Your answer is one number, how many lines in the entries include "would".

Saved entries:
[Start of section]

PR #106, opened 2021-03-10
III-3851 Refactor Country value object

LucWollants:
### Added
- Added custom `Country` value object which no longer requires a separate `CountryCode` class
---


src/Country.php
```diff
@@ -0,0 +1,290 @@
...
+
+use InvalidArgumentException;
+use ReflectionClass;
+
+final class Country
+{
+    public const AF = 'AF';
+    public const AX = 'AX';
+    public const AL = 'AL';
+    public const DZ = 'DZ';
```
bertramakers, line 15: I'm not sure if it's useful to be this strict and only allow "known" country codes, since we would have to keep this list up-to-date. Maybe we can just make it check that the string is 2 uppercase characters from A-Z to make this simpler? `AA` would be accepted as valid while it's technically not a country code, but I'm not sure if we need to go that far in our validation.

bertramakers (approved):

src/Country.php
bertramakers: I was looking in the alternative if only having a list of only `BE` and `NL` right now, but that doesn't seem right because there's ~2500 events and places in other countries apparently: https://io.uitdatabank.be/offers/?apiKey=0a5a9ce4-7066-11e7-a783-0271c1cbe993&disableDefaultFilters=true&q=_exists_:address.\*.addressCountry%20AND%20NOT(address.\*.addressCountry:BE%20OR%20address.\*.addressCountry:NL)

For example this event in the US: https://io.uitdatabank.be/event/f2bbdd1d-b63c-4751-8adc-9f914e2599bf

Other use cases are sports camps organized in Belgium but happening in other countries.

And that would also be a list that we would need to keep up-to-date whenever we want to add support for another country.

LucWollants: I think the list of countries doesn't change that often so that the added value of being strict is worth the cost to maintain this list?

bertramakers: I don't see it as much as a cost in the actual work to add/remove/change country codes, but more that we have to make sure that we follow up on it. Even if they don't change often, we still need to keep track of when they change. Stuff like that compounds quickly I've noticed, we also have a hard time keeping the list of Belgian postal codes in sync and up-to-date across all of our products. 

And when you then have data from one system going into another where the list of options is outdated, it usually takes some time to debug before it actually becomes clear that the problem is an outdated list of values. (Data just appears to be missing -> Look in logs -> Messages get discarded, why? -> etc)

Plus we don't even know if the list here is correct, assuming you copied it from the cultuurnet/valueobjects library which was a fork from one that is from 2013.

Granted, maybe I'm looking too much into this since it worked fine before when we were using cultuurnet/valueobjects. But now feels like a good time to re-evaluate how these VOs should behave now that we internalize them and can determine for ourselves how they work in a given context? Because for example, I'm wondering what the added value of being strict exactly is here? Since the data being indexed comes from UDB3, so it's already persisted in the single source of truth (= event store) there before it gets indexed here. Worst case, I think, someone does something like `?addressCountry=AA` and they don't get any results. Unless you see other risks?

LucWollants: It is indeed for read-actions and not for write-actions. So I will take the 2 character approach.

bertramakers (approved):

[End of section]

=== Result of this exercise ===
2